To show the power of Grover’s algorithm, we will close our post with an example. We consider $n = 3$. The possible states are: [“000”, “001”, “010”, “011”, “100”, “101”, “110”, “111”]. Our function $f$ is equal to one only at the state “101”. Following the algorithm above we have:

- Initially: $|\mathbf{\varphi}_1 \rangle = [0 ~0 ~0 ~0 ~0 ~0 ~0 ~0]^\top$.
- After applying the Hadamard transfrom, we get: $|\mathbf{\varphi}_2 \rangle = \left[\tfrac{1}{\sqrt{8}} ~\tfrac{1}{\sqrt{8}} ~\tfrac{1}{\sqrt{8}} ~\tfrac{1}{\sqrt{8}} ~\tfrac{1}{\sqrt{8}} ~\tfrac{1}{\sqrt{8}} ~\tfrac{1}{\sqrt{8}} ~\tfrac{1}{\sqrt{8}}\right]^\top$.
- In the inner loop:
- The phase inversion gives: $|\mathbf{\varphi}_{3a} \rangle = \left[\tfrac{1}{\sqrt{8}} ~\tfrac{1}{\sqrt{8}} ~\tfrac{1}{\sqrt{8}} ~\tfrac{1}{\sqrt{8}} ~\tfrac{1}{\sqrt{8}} ~-\tfrac{1}{\sqrt{8}} ~\tfrac{1}{\sqrt{8}} ~\tfrac{1}{\sqrt{8}}\right]^\top$.
- The mean of the vector of probabilities is: $\frac{7\cdot \tfrac{1}{\sqrt{8}} -\tfrac{1}{\sqrt{8}}}{\sqrt{8}} = \frac{3}{4 \sqrt{8}}$.
- After inversion around the mean, our vector of probabilities becomes: $|\mathbf{\varphi}_{3b} \rangle = \left[\tfrac{1}{2\sqrt{8}} ~\tfrac{1}{2\sqrt{8}} ~\tfrac{1}{2\sqrt{8}} ~\tfrac{1}{2\sqrt{8}} ~\tfrac{1}{2\sqrt{8}} ~\tfrac{5}{2\sqrt{8}} ~\tfrac{1}{2\sqrt{8}} ~\tfrac{1}{2\sqrt{8}}\right]^\top$.
- … (after one more iteration in the inner loop).

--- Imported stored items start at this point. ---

Issue #851, opened 2020-06-09
cli: add --allow-undefined-secrets flag to 'popper run'


ivotron:
Add a new `--allow-undefined-secrets` flag allows the execution of a workflow when environment variables used in `secrets` are not defined. This is useful in scenarios such as CI workflows in travis forks, where variables from the upstream repository are [not available in their forks](https://docs.travis-ci.com/user/environment-variables/#defining-encrypted-variables-in-travisyml) and thus are undefined in the  (see https://github.com/uccross/skyhookdm-ceph-cls/pull/41 for an example).

For this we need to:
  * [ ] add a new flag to the `popper run` command by adding it to [`src/popper/commands/cmd_run.py`](https://github.com/getpopper/popper/blob/master/cli/popper/commands/cmd_run.py)
  * [ ] add a new `allow_undefined_secrets` option to be read by the [configuration loader](https://github.com/systemslab/popper/blob/master/cli/popper/config.py).
  * [ ] add a conditional to [the method that obtains the environment variables](https://github.com/getpopper/popper/blob/master/cli/popper/runner.py#L60) so that it checks that this configuration is enabled, in which case, it can ignore it and not throw an error.
  * [ ] add a [new test](https://github.com/getpopper/popper/blob/master/cli/test/test_runner.py#L21).

PR #854, opened 2020-06-12
add "help" command

### LINKED ISSUE #787: cli: add 'help' command
add a `help` command with the following spec:

```bash
popper help [subcommand]
```

When `[subcommand]` is not given, it is equivalent to the current `popper --help`. When the `[subcommand]` argument is given, it is equivalent to `popper subcommand --help`.

For this, the help message doesn't have to be recreated, but instead we can invoke Click's [`get_help()`](http://click.palletsprojects.com/en/7.x/api/#click.Command.get_help) function of each subcommand.

fsr313:
fixes #787

### DIFF
--- a/src/popper/commands/cmd_help.py
+++ b/src/popper/commands/cmd_help.py
@@ -1,0 +1,23 @@
+import click
+import os
+
+from popper.cli import pass_context, log, PopperCLI, cmd_folder
+
+popper_cli = PopperCLI()
+
+
+@click.command("help", short_help="shows help for a given command")
+@click.argument(
+    "subcommand",
+    type=click.Choice(popper_cli.list_commands(click.Context(popper_cli))),
+    required=False,
+)
+@pass_context
+def cli(ctx, subcommand):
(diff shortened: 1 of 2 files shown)


JayjeetAtGithub:
Hi @fsr313. Thanks a lot for working on this. Can you please add unit tests for this feature? You can look at the [`popper version`](https://github.com/getpopper/popper/blob/master/src/test/test_cmd_version.py) tests as a reference.

fsr313:
yes can do

fsr313:
@JayjeetAtGithub may I get some help understanding why Travis failing the checks?
This is the log where the check fails
```
$ popper run
ERROR: Secret DOCKER_USERNAME not defined
The command "popper run" exited with 1.
```

ivotron:
thanks @fsr313, and apologies for that terrible contributor experience. This is due to the way Travis deals with secrets (see #851). I see that tests are passing fine, so I'll merge as that error doesn't have to do with your changes.

PR #109, opened 2020-07-23
Add runtime-updatable step response functions

sgherbst:
## Summary
This PR leverages new features in ``msdsl`` and ``svreal`` to model channel dynamics in a way that can be updated at runtime, without requiring the bitstream to be rebuilt.  The feature has been added to both high-level and low-level emulator architectures.  Emulator throughput was not affected by this change, but it was interesting to note that BRAM utilization is up while LUT utilization is down.  This suggests that Vivado synthesis had been using LUTs to implement some synchronous ROMs in the previous implementations of channel dynamics.

Here's an example of what updating the step response function at runtime looks like from a user perspective:
```python
placeholder = PlaceholderFunction(...)  # defines fixed-point formatting of piecewise-polynomial coefficients
chan_func = ...  # can use a regular Python function here
coeffs_bin = placeholder.get_coeffs_bin_fmt(chan_func)
coeff_tuples = list(zip(*coeffs_bin))
update_chan(coeff_tuples)  # transmits coefficients to FPGA over USB-UART
```

## Details
* As usual, most of the changes in the PR are in the testing infrastructure; the updates to the models themselves (``analog_slice`` and ``chan_core``) are about 25 lines each.
* The updatable functions can be configured via ``config/fpga/analog_slice_cfg.yml`` (high-level architecture) and ``config/fpga/chan.yml`` (low-level architecture)
* New ``pytest`` options ``--chan_tau`` and ``--chan_delay`` allow the user to conveniently specify the time constant and delay for the channel, assuming an exponential step response.  However, the user can provide their own function if an exponential step response is not sufficient, without having to rebuild the bitstream.

### DIFF
--- a/config/fpga/analog_slice_cfg.yml
+++ b/config/fpga/analog_slice_cfg.yml
@@ -1,6 +1,9 @@
 dt: 0.1e-6
 func_order: 1
 func_numel: 512
+func_domain: [0.0, 3.19375e-9]
+func_widths: [18, 18]
+func_exps: [-16, -16]
 chunk_width: 8
 num_chunks: 4
 slices_per_bank: 4
--- a/config/fpga/chan.yml
+++ b/config/fpga/chan.yml
@@ -1,4 +1,7 @@
 dt: 0.1e-6
 func_order: 1
 func_numel: 512
+func_domain: [0.0, 3.19375e-9]
+func_widths: [18, 18]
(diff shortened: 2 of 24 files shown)


sgherbst:
Switched reviewer to @zamyers since he will be running some tests on the emulator soon & may want to change the channel dynamics.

- Measuring the top output, we get: $|\mathbf{\varphi}_{3b} \rangle = \left[-\tfrac{1}{4\sqrt{8}} ~-\tfrac{1}{4\sqrt{8}} ~-\tfrac{1}{4\sqrt{8}} ~-\tfrac{1}{4\sqrt{8}} ~-\tfrac{1}{4\sqrt{8}} ~\tfrac{11}{4\sqrt{8}} ~-\tfrac{1}{4\sqrt{8}} ~-\tfrac{1}{4\sqrt{8}}\right]^\top$.

Observe that the probability to measure “101” is: $|\tfrac{11}{4\sqrt{8}}|^2 = 0.9453125$, while any other entry appears in the output with probability: $|\tfrac{11}{4\sqrt{8}}|^2 = 0.0078125$. Thus, even with two iterations, we get the solution we want with probability getting pretty close to 1!